RECORD SET -
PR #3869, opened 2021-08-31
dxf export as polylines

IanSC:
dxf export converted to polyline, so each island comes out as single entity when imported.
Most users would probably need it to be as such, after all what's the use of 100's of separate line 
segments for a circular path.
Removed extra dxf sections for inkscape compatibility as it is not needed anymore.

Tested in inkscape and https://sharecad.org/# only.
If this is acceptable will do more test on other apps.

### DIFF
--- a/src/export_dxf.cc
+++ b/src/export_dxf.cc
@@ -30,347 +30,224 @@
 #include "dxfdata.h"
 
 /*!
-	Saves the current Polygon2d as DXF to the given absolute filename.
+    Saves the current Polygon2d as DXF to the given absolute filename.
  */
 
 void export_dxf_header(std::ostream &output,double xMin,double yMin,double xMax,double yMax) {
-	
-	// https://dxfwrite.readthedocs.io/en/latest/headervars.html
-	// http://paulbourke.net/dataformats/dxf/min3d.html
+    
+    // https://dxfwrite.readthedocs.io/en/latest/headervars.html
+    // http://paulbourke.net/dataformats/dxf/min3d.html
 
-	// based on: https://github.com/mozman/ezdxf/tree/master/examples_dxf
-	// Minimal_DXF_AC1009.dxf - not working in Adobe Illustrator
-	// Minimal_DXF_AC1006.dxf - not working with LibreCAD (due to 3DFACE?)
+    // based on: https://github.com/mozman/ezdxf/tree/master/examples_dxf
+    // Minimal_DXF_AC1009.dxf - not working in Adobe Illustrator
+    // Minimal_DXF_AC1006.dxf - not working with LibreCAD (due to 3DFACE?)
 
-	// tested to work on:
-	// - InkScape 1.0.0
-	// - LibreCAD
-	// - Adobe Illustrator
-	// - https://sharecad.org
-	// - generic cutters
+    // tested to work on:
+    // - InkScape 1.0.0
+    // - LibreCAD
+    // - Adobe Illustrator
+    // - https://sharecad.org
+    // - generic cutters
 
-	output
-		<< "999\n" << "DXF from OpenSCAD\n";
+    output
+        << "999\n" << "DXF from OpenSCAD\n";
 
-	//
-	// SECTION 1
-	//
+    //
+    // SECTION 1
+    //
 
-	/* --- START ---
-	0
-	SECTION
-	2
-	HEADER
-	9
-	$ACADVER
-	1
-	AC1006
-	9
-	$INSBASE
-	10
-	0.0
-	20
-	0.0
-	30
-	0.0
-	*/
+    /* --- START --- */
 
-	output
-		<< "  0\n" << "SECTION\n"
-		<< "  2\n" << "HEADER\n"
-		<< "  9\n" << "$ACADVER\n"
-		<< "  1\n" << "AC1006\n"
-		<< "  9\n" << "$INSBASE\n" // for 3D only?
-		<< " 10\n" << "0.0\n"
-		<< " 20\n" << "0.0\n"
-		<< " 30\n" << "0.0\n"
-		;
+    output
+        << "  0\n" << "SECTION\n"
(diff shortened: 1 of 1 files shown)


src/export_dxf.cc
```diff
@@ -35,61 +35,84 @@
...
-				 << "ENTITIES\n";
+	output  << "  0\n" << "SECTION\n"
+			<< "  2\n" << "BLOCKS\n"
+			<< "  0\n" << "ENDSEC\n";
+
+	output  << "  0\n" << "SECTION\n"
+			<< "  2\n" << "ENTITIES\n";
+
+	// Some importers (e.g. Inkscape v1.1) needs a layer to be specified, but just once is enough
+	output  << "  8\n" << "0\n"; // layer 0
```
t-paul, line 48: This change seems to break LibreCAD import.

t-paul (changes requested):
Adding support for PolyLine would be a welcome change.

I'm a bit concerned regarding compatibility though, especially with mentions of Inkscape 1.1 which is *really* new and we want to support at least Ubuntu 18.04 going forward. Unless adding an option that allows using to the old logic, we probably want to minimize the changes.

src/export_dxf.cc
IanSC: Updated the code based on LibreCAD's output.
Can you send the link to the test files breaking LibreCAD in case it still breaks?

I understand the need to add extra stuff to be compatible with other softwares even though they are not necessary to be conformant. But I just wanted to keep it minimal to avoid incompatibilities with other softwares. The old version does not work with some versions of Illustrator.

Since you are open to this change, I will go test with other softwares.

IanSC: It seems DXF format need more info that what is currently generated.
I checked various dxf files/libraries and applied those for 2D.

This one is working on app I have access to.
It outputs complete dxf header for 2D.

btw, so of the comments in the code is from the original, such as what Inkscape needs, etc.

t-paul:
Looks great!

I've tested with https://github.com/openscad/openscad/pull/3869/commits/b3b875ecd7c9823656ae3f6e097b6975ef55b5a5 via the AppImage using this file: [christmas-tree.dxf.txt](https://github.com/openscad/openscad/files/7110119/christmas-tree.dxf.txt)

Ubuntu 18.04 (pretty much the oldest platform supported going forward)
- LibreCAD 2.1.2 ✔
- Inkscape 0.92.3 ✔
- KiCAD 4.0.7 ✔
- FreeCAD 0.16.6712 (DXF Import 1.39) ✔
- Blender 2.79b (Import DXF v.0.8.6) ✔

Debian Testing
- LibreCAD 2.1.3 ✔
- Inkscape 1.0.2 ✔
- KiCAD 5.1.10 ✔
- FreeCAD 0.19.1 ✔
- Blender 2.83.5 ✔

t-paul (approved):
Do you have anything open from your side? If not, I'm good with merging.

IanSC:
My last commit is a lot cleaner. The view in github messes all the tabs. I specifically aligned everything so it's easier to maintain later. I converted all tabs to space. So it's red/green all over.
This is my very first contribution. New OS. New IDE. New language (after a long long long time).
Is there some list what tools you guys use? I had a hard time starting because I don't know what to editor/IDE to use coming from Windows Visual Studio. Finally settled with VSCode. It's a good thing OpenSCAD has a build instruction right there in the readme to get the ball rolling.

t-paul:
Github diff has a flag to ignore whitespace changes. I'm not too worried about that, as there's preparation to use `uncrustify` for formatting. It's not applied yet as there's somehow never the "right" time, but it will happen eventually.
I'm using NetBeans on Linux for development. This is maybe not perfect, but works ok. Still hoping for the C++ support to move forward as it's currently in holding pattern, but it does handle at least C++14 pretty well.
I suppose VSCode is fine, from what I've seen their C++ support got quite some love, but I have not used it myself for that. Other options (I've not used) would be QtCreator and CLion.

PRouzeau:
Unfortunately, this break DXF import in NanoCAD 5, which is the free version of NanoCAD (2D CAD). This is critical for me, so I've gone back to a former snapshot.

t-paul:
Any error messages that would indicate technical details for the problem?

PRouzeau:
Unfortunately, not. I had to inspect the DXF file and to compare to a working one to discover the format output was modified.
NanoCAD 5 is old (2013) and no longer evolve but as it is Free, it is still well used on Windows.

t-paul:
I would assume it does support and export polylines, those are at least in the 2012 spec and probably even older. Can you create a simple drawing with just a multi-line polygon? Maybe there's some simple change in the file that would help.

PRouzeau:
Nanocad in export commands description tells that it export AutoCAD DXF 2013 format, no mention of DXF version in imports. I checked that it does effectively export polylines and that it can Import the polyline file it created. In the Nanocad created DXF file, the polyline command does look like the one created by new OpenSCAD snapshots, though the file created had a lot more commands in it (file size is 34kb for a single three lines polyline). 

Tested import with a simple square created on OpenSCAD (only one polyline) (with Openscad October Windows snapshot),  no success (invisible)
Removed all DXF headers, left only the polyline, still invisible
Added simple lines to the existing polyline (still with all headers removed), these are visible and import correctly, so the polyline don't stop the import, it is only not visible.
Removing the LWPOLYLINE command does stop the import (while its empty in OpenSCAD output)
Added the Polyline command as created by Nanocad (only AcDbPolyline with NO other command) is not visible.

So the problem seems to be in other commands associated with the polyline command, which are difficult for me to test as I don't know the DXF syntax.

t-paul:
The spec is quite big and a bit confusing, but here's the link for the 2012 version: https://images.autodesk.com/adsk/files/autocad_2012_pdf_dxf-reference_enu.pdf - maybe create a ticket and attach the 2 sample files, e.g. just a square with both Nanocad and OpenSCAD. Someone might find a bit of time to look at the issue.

REQUIRED ACTION - The entire listing is to be printed once more, word for word.

RESPONSE -
PR #3869, opened 2021-08-31
dxf export as polylines

IanSC:
dxf export converted to polyline, so each island comes out as single entity when imported.
Most users would probably need it to be as such, after all what's the use of 100's of separate line 
segments for a circular path.
Removed extra dxf sections for inkscape compatibility as it is not needed anymore.

Tested in inkscape and https://sharecad.org/# only.
If this is acceptable will do more test on other apps.

### DIFF
--- a/src/export_dxf.cc
+++ b/src/export_dxf.cc
@@ -30,347 +30,224 @@
 #include "dxfdata.h"
 
 /*!
-	Saves the current Polygon2d as DXF to the given absolute filename.
+    Saves the current Polygon2d as DXF to the given absolute filename.
  */
 
 void export_dxf_header(std::ostream &output,double xMin,double yMin,double xMax,double yMax) {
-	
-	// https://dxfwrite.readthedocs.io/en/latest/headervars.html
-	// http://paulbourke.net/dataformats/dxf/min3d.html
+    
+    // https://dxfwrite.readthedocs.io/en/latest/headervars.html
+    // http://paulbourke.net/dataformats/dxf/min3d.html
 
-	// based on: https://github.com/mozman/ezdxf/tree/master/examples_dxf
-	// Minimal_DXF_AC1009.dxf - not working in Adobe Illustrator
-	// Minimal_DXF_AC1006.dxf - not working with LibreCAD (due to 3DFACE?)
+    // based on: https://github.com/mozman/ezdxf/tree/master/examples_dxf
+    // Minimal_DXF_AC1009.dxf - not working in Adobe Illustrator
+    // Minimal_DXF_AC1006.dxf - not working with LibreCAD (due to 3DFACE?)
 
-	// tested to work on:
-	// - InkScape 1.0.0
-	// - LibreCAD
-	// - Adobe Illustrator
-	// - https://sharecad.org
-	// - generic cutters
+    // tested to work on:
+    // - InkScape 1.0.0
+    // - LibreCAD
+    // - Adobe Illustrator
+    // - https://sharecad.org
+    // - generic cutters
 
-	output
-		<< "999\n" << "DXF from OpenSCAD\n";
+    output
+        << "999\n" << "DXF from OpenSCAD\n";
 
-	//
-	// SECTION 1
-	//
+    //
+    // SECTION 1
+    //
 
-	/* --- START ---
-	0
-	SECTION
-	2
-	HEADER
-	9
-	$ACADVER
-	1
-	AC1006
-	9
-	$INSBASE
-	10
-	0.0
-	20
-	0.0
-	30
-	0.0
-	*/
+    /* --- START --- */
 
-	output
-		<< "  0\n" << "SECTION\n"
-		<< "  2\n" << "HEADER\n"
-		<< "  9\n" << "$ACADVER\n"
-		<< "  1\n" << "AC1006\n"
-		<< "  9\n" << "$INSBASE\n" // for 3D only?
-		<< " 10\n" << "0.0\n"
-		<< " 20\n" << "0.0\n"
-		<< " 30\n" << "0.0\n"
-		;
+    output
+        << "  0\n" << "SECTION\n"
(diff shortened: 1 of 1 files shown)


src/export_dxf.cc
```diff
@@ -35,61 +35,84 @@
...
-				 << "ENTITIES\n";
+	output  << "  0\n" << "SECTION\n"
+			<< "  2\n" << "BLOCKS\n"
+			<< "  0\n" << "ENDSEC\n";
+
+	output  << "  0\n" << "SECTION\n"
+			<< "  2\n" << "ENTITIES\n";
+
+	// Some importers (e.g. Inkscape v1.1) needs a layer to be specified, but just once is enough
+	output  << "  8\n" << "0\n"; // layer 0
```
t-paul, line 48: This change seems to break LibreCAD import.

t-paul (changes requested):
Adding support for PolyLine would be a welcome change.

I'm a bit concerned regarding compatibility though, especially with mentions of Inkscape 1.1 which is *really* new and we want to support at least Ubuntu 18.04 going forward. Unless adding an option that allows using to the old logic, we probably want to minimize the changes.

src/export_dxf.cc
IanSC: Updated the code based on LibreCAD's output.
Can you send the link to the test files breaking LibreCAD in case it still breaks?

I understand the need to add extra stuff to be compatible with other softwares even though they are not necessary to be conformant. But I just wanted to keep it minimal to avoid incompatibilities with other softwares. The old version does not work with some versions of Illustrator.

Since you are open to this change, I will go test with other softwares.

IanSC: It seems DXF format need more info that what is currently generated.
I checked various dxf files/libraries and applied those for 2D.

This one is working on app I have access to.
It outputs complete dxf header for 2D.

btw, so of the comments in the code is from the original, such as what Inkscape needs, etc.

t-paul:
Looks great!

I've tested with https://github.com/openscad/openscad/pull/3869/commits/b3b875ecd7c9823656ae3f6e097b6975ef55b5a5 via the AppImage using this file: [christmas-tree.dxf.txt](https://github.com/openscad/openscad/files/7110119/christmas-tree.dxf.txt)

Ubuntu 18.04 (pretty much the oldest platform supported going forward)
- LibreCAD 2.1.2 ✔
- Inkscape 0.92.3 ✔
- KiCAD 4.0.7 ✔
- FreeCAD 0.16.6712 (DXF Import 1.39) ✔
- Blender 2.79b (Import DXF v.0.8.6) ✔

Debian Testing
- LibreCAD 2.1.3 ✔
- Inkscape 1.0.2 ✔
- KiCAD 5.1.10 ✔
- FreeCAD 0.19.1 ✔
- Blender 2.83.5 ✔

t-paul (approved):
Do you have anything open from your side? If not, I'm good with merging.

IanSC:
My last commit is a lot cleaner. The view in github messes all the tabs. I specifically aligned everything so it's easier to maintain later. I converted all tabs to space. So it's red/green all over.
This is my very first contribution. New OS. New IDE. New language (after a long long long time).
Is there some list what tools you guys use? I had a hard time starting because I don't know what to editor/IDE to use coming from Windows Visual Studio. Finally settled with VSCode. It's a good thing OpenSCAD has a build instruction right there in the readme to get the ball rolling.

t-paul:
Github diff has a flag to ignore whitespace changes. I'm not too worried about that, as there's preparation to use `uncrustify` for formatting. It's not applied yet as there's somehow never the "right" time, but it will happen eventually.
I'm using NetBeans on Linux for development. This is maybe not perfect, but works ok. Still hoping for the C++ support to move forward as it's currently in holding pattern, but it does handle at least C++14 pretty well.
I suppose VSCode is fine, from what I've seen their C++ support got quite some love, but I have not used it myself for that. Other options (I've not used) would be QtCreator and CLion.

PRouzeau:
Unfortunately, this break DXF import in NanoCAD 5, which is the free version of NanoCAD (2D CAD). This is critical for me, so I've gone back to a former snapshot.

t-paul:
Any error messages that would indicate technical details for the problem?

PRouzeau:
Unfortunately, not. I had to inspect the DXF file and to compare to a working one to discover the format output was modified.
NanoCAD 5 is old (2013) and no longer evolve but as it is Free, it is still well used on Windows.

t-paul:
I would assume it does support and export polylines, those are at least in the 2012 spec and probably even older. Can you create a simple drawing with just a multi-line polygon? Maybe there's some simple change in the file that would help.

PRouzeau:
Nanocad in export commands description tells that it export AutoCAD DXF 2013 format, no mention of DXF version in imports. I checked that it does effectively export polylines and that it can Import the polyline file it created. In the Nanocad created DXF file, the polyline command does look like the one created by new OpenSCAD snapshots, though the file created had a lot more commands in it (file size is 34kb for a single three lines polyline). 

Tested import with a simple square created on OpenSCAD (only one polyline) (with Openscad October Windows snapshot),  no success (invisible)
Removed all DXF headers, left only the polyline, still invisible
Added simple lines to the existing polyline (still with all headers removed), these are visible and import correctly, so the polyline don't stop the import, it is only not visible.
Removing the LWPOLYLINE command does stop the import (while its empty in OpenSCAD output)
Added the Polyline command as created by Nanocad (only AcDbPolyline with NO other command) is not visible.

So the problem seems to be in other commands associated with the polyline command, which are difficult for me to test as I don't know the DXF syntax.

t-paul:
The spec is quite big and a bit confusing, but here's the link for the 2012 version: https://images.autodesk.com/adsk/files/autocad_2012_pdf_dxf-reference_enu.pdf - maybe create a ticket and attach the 2 sample files, e.g. just a square with both Nanocad and OpenSCAD. Someone might find a bit of time to look at the issue.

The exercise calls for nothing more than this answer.